You know it includes multiple code parts under various licenses, Wikipedia says: BSD license, MIT License, LGPL, MS-PL and MPL/GPL/LGPL tri-licensed ( http://en.wikipedia.org/wiki/Chromium_(web_browser) )

There is a reason why major open source projects like Linux, etc. choose licenses like GNU GPL v2+. http://en.wikipedia.org/wiki/Embrace,_extend_and_extinguish and http://en.wikipedia.org/wiki/Fear,_uncertainty_and_doubt

3 comments

It's already linked against tons of closed source libraries when built on windows, why would one more make a difference?
Based on that license list, I don't see how any of those would present a problem. Do you?
>Isn't linking a closed source library (Chakra) problematic?

Yeah, because the tech world didn't have enough problems with projects being immature, unreliable, stale 30+ year designs, abandoned, incompatible, not provided by a specific distribution, coflicting, patented and 100 other issues to consider.

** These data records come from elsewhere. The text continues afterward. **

PR #260, opened 2017-10-04
T19490

joaquimrocha:
https://phabricator.endlessm.com/T19490

### DIFF
--- a/plugins/flatpak/gs-flatpak.c
+++ b/plugins/flatpak/gs-flatpak.c
@@ -2387,7 +2387,7 @@ gs_flatpak_refine_wildcard (GsFlatpak *self, GsApp *app,
 		/* new app */
 		g_debug ("found %s for wildcard %s",
 			 as_app_get_unique_id (item), id);
-		new = gs_appstream_create_app (self->plugin, item, NULL);
+		new = gs_appstream_get_or_create_app (self->plugin, item, NULL);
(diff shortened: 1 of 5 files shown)


plugins/flatpak/gs-flatpak.c
```diff
@@ -2387,9 +2387,17 @@ gs_flatpak_refine_wildcard (GsFlatpak *self, GsApp *app,
 		/* new app */
 		g_debug ("found %s for wildcard %s",
 			 as_app_get_unique_id (item), id);
-		new = gs_appstream_create_app (self->plugin, item, NULL);
+		new = gs_appstream_get_or_create_app (self->plugin, item, NULL);
 		if (new == NULL)
 			return FALSE;
+
+		/* if the app is not a FlatpakApp type one (meaning it was created by
+		 * another plugin) we need to create a new one */
```
cosimoc: Does this not degrade performance? It would be great if we did not have to create two objects.

joaquimrocha: I don't think there's a big impact performance wise.
Also, gnome-software was not using subclasses of GsApp per plugins and it relied on setting up a number of special metadata keys for proper identification and use, but Richard wanted it to be more organized and thus added the ability for plugins to declare a special type for apps. Of course this comes with some bugs like this one, I think it's better to keep it for now.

It just had to also add 200 legal distinctions behind what you can and you cannot do, and how you can link stuff and under what circumstances.

If you're asking if software licenses are important, the answer is yes, they're very important.

To the GP, though, I don't immediately see how linking to Chakra in this way would be a license issue. The more important thing is the license information for Node, though, not Chromium: https://github.com/joyent/node/blob/master/LICENSE (some overlap but quite a bit that doesn't)

>If you're asking if software licenses are important, the answer is yes, they're very important.

I'm not asking about their importance, I complain about their existince (and need).